### Exercise brief
Every line of the data below should be written out word for word.

### Materials provided

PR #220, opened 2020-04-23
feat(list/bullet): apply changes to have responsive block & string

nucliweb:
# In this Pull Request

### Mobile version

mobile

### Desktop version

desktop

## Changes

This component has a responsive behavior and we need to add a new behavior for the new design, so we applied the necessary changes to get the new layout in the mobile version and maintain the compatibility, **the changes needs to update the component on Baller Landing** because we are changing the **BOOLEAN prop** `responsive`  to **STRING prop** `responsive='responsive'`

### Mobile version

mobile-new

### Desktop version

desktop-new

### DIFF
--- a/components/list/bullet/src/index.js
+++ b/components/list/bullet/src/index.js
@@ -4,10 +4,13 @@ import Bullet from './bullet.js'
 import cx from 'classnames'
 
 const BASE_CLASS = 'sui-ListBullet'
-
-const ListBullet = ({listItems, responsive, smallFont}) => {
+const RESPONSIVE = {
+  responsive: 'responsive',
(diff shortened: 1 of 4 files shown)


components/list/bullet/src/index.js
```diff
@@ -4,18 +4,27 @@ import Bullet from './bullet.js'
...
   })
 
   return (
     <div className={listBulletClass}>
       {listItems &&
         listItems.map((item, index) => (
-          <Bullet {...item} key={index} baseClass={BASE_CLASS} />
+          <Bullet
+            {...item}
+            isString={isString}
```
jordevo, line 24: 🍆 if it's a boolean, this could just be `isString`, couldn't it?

### Written solution
PR #220, opened 2020-04-23
feat(list/bullet): apply changes to have responsive block & string

nucliweb:
# In this Pull Request

### Mobile version

mobile

### Desktop version

desktop

## Changes

This component has a responsive behavior and we need to add a new behavior for the new design, so we applied the necessary changes to get the new layout in the mobile version and maintain the compatibility, **the changes needs to update the component on Baller Landing** because we are changing the **BOOLEAN prop** `responsive`  to **STRING prop** `responsive='responsive'`

### Mobile version

mobile-new

### Desktop version

desktop-new

### DIFF
--- a/components/list/bullet/src/index.js
+++ b/components/list/bullet/src/index.js
@@ -4,10 +4,13 @@ import Bullet from './bullet.js'
 import cx from 'classnames'
 
 const BASE_CLASS = 'sui-ListBullet'
-
-const ListBullet = ({listItems, responsive, smallFont}) => {
+const RESPONSIVE = {
+  responsive: 'responsive',
(diff shortened: 1 of 4 files shown)


components/list/bullet/src/index.js
```diff
@@ -4,18 +4,27 @@ import Bullet from './bullet.js'
...
   })
 
   return (
     <div className={listBulletClass}>
       {listItems &&
         listItems.map((item, index) => (
-          <Bullet {...item} key={index} baseClass={BASE_CLASS} />
+          <Bullet
+            {...item}
+            isString={isString}
```
jordevo, line 24: 🍆 if it's a boolean, this could just be `isString`, couldn't it?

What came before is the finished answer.